KireinaHoro · March 25, 2020, 1:53am

For alternative names, I’ve been thinking about some, but chose prologue/epilogue because of the consistency between the two (pro/epi -logue). Some alternatives I’ve considered:

preamble/conclusion
before_body/after_body
pre/post

Regarding the implementation, I’m not familiar with the lower passes (yet), so I just coded a quick one in LLVM codegen. In fact I’ve recently hacked the implementation into CodeGenC as well (I’m playing with MicroTVM), and I agree that this would probably be done at some higher level, but I’d need some assistance.

ajtulloch · March 25, 2020, 2:50am

Couldn’t this be implemented as a custom IR pass (in Python or C++) instead of as a new scheduling primitive? This is essentially taking the body b of a For and replacing it with Block(prologue, b, epilogue) right?

KireinaHoro · March 25, 2020, 3:00am

That should be doable as well. I think that should be a Block(prologue, For, epilogue) though, as we still want the loop, not just the body.

However, I’m wondering if this would become a common pattern used for many targets. So far, non-trivial accelerators with the RoCC interface would require this pattern to ensure memory consistency, and I’m anticipating that more heterogeneous SoCs may benefit from this pattern, not just for memory consistency (e.g. enabling a power-hungry device prior to computation and disabling it afterwards).

tqchen · March 25, 2020, 3:47am

I agree with @ajtulloch that perhaps it would be helpful to explore if we can do that automatically.

For exmaple, we could write a custom pass that insert necessary memory fence(via a custom pass) when detecting the RW dependencies between the scratch pad and the data(when they corresponds to a different storage scope)

liangfu · March 25, 2020, 4:33am

IMHO, you suggested we might require an fence instructions to block the execution flow until data has been fully flushed back to DRAM. Therefore, I’m not quite sure do we really need prologue?

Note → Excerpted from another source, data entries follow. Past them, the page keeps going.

PR #18159, opened 2021-02-15
[new release] opasswd (1.3.1)

psafont:
CHANGES:
  + Port to dune.
  + Fixed quite a few memory safety issues
  + Make the types of to_*_t and of_*_t be more symmetrical
  + Update string fields to char ptrs

This version is a couple years old and has some memory safety fixes, I thought it was about time it got published here.

### DIFF
--- a/packages/opasswd/opasswd.1.3.1/opam
+++ b/packages/opasswd/opasswd.1.3.1/opam
@@ -16,7 +16,6 @@ depends: [
 ]
 build: [
   ["dune" "build" "-p" name "-j" jobs]
-  ["dune" "runtest" "-p" name "-j" jobs] {with-test}
 ]
 dev-repo: "git+https://github.com/xapi-project/ocaml-opasswd.git"
 url {
--- a/packages/opasswd/opasswd.1.3.1/opam
+++ b/packages/opasswd/opasswd.1.3.1/opam
@@ -1,0 +1,26 @@
+opam-version: "2.0"
+synopsis:
+  "OCaml bindings to the glibc passwd file and shadow password file interface"
+maintainer: "xen-api@lists.xen.org"
+authors: "Mike McClurg"
+license: "ISC"
+tags: "org:xapi-project"
+homepage: "https://github.com/xapi-project/ocaml-opasswd"
+bug-reports: "https://github.com/xapi-project/ocaml-opasswd/issues"
+depends: [
+  "ocaml" {>= "4.01.0"}
+  "dune" {>= "1.4"}
+  "ctypes" {>= "0.2.2"}
+  "ctypes-foreign"
+  "odoc" {with-doc}
+]
+build: [
+  ["dune" "build" "-p" name "-j" jobs]
+  ["dune" "runtest" "-p" name "-j" jobs] {with-test}
+]
+dev-repo: "git+https://github.com/xapi-project/ocaml-opasswd.git"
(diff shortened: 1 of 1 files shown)


kit-ty-kate:
The archive checksum doesn't match the archive:
```
          - opasswd.1.3.1:
            https://github.com/xapi-project/ocaml-opasswd/archive/v1.0.1/ocaml-opasswd-1.0.1.tar.gz (Bad checksum, expected sha256=18a24a9b1467796fa73bc939f14d15807cc6dc8995f56530f6b908b174837235)
```

packages/opasswd/opasswd.1.3.1/opam
```diff
@@ -0,0 +1,26 @@
...
+  "OCaml bindings to the glibc passwd file and shadow password file interface"
+maintainer: "xen-api@lists.xen.org"
+authors: "Mike McClurg"
+license: "ISC"
+tags: "org:xapi-project"
+homepage: "https://github.com/xapi-project/ocaml-opasswd"
+bug-reports: "https://github.com/xapi-project/ocaml-opasswd/issues"
+depends: [
+  "ocaml" {>= "4.01.0"}
+  "dune" {build}
```
kit-ty-kate, line 12:
```suggestion
  "dune" {>= "1.4"}
```

psafont:
The errors in the tests are due to failing to acquire the lock for the shadow file:
```
- Getting password for root
- Lock acquired? false
- chspwd_test couldn't acquire shadow lock
- * finished test_chspwd
- Couldn't acquire lock, must be root
- Fatal error: exception Unix.Unix_error(Unix.EINVAL, "getpwent", "")
```
and on alpine:
```
# Getting password for root
# Lock acquired? true
# Fatal error: exception Unix.Unix_error(Unix.EACCES, "getspnam", "")
```

kit-ty-kate:
> The errors in the tests are due to failing to acquire the lock for the shadow file:
> 
> ```
> - Getting password for root
> - Lock acquired? false
> - chspwd_test couldn't acquire shadow lock
> - * finished test_chspwd
> - Couldn't acquire lock, must be root
> - Fatal error: exception Unix.Unix_error(Unix.EINVAL, "getpwent", "")
> ```
> 
> and on alpine:
> 
> ```
> # Getting password for root
> # Lock acquired? true
> # Fatal error: exception Unix.Unix_error(Unix.EACCES, "getspnam", "")
> ```

Any chance you could remove that part of your default testsuite? Having to run the testsuite in root doesn't seem very practical.

psafont:
The whole point of the library is to read the /etc/shadow, which needs root access. I think it's easier to drop tests altogether, if root is not a given.

I'm a bit conflicted since this library was dropped because of constant issues on the C bindings and was replaced by another with handwritten one.

kit-ty-kate:
> The whole point of the library is to read the /etc/shadow, which needs root access. I think it's easier to drop tests altogether, if root is not a given.

I had a look at the tests and the library in general. I agree the tests should be dropped in the current state of things.

However I think it would be an improvement to ship the tests with a custom made, user accessible, shadow/passwd file and to have an alternative to `Passwd.get_db` and `Shadow.get_db` which makes it able to take an files, not just the system one.

In the meantime I'll remove the tests and will merge this afterwards.

kit-ty-kate:
Thanks!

If what we really need is just epilogue pragma, I think barrier might be a better name for it. A typical implement of the barrier looks like

static void __attribute__((noinline)) barrier(int ncores)
{
  static volatile int sense;
  static volatile int count;
  static __thread int threadsense;

  __sync_synchronize();

  threadsense = !threadsense;
  if (__sync_fetch_and_add(&count, 1) == ncores-1)
  {
    count = 0;
    sense = threadsense;
  }
  else while(sense != threadsense)
    ;

  __sync_synchronize();
}

, which can be found at https://github.com/riscv/riscv-tests/blob/master/benchmarks/common/util.h#L44 .

KireinaHoro · March 25, 2020, 4:41am

For my current use case (RoCC accelerators), yes. Actually I do not even need a full-scale barrier between the cores: just an __asm__ volatile("fence"); would be sufficient. Like I’ve expressed in the previous reply, I’m wondering if there can actually be use cases for the prologue part, as it was just so tempting to add that for symmetry with epilogue. Otherwise, I do think something like barrier should be better. We might need to look into the semantics though, as barrier has its very meaning to enforce memory consistency between cores, but epilogue can accept arbitrary void(void) functions.